[EXTRACTED INFORMATION Boundary: Start]

Issue #247, opened 2024-06-03
Add `--subtract-fee` flag to include the gas fee in the amount


matevz:
Currently, there is no simple way to empty the account, because you will always need to leave some tokens to pay for the gas fee. Add `--subtract-fee` flag to transfer, withdraw, deposit commands which subtracts the required gas fee from the entered amount. By using this flag, you can check the account balance and then copy&paste it into the transfer command to empty it.

An alternative flag would be `--all`, but then the `amount` parameter would become optional which complicates things. Also, it allows you to completely empty the account and not leave, for example, some predetermined number of tokens in there.

The flag was inspired by the `subtractfeefromamount` argument used in bitcoin rpc: https://developer.bitcoin.org/reference/rpc/sendtoaddress.html

matevz:
Implemented.

PR #257, opened 2024-06-20
cmd: Add subtract-fee flag

matevz:
This PR decouples gas fee computation and signing the transactions. If `--subtract-fee` is provided, then the fee is subtracted from the transaction before signing it.

**Note**: Gas estimation for consensus transactions is higher for 8, because the nonce and the fee objects are now populated in the tx before estimating the gas.

Implements #247

### DIFF
--- a/cmd/account/account.go
+++ b/cmd/account/account.go
@@ -2,17 +2,27 @@ package account
 
 import (
 	"github.com/spf13/cobra"
+	flag "github.com/spf13/pflag"
 
 	"github.com/oasisprotocol/cli/cmd/account/show"
 )
 
-var Cmd = &cobra.Command{
-	Use:     "account",
-	Short:   "Account operations",
-	Aliases: []string{"a", "acc", "accounts"},
-}
+var (
+	subtractFee bool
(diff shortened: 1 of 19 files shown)


cmd/account/account.go
```diff
@@ -2,17 +2,27 @@ package account
...
 
 	"github.com/oasisprotocol/cli/cmd/account/show"
 )
 
-var Cmd = &cobra.Command{
-	Use:     "account",
-	Short:   "Account operations",
-	Aliases: []string{"a", "acc", "accounts"},
-}
+// SubtractFeeFlags is a force mode switch.
```
kostko, line 10: This comment seems to be in the wrong place (it covers the whole block) and also I have no idea what it means. Also, should the flag move under `common` so it could in theory be used outside `account`?

cmd/account/transfer.go
```diff
@@ -3,6 +3,7 @@ package account
 import (
 	"context"
 
+	"github.com/oasisprotocol/oasis-core/go/common/quantity"
```
kostko, line 6: This is in the wrong group, move below.

kostko:
Merged to fix examples.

[EXTRACTED INFORMATION Boundary: End]

EXERCISE DETAILS
Which lines hold the word "move"? Return all of them from the records above.

RESPONSE TO THIS TASK
kostko, line 10: This comment seems to be in the wrong place (it covers the whole block) and also I have no idea what it means. Also, should the flag move under `common` so it could in theory be used outside `account`?
kostko, line 6: This is in the wrong group, move below.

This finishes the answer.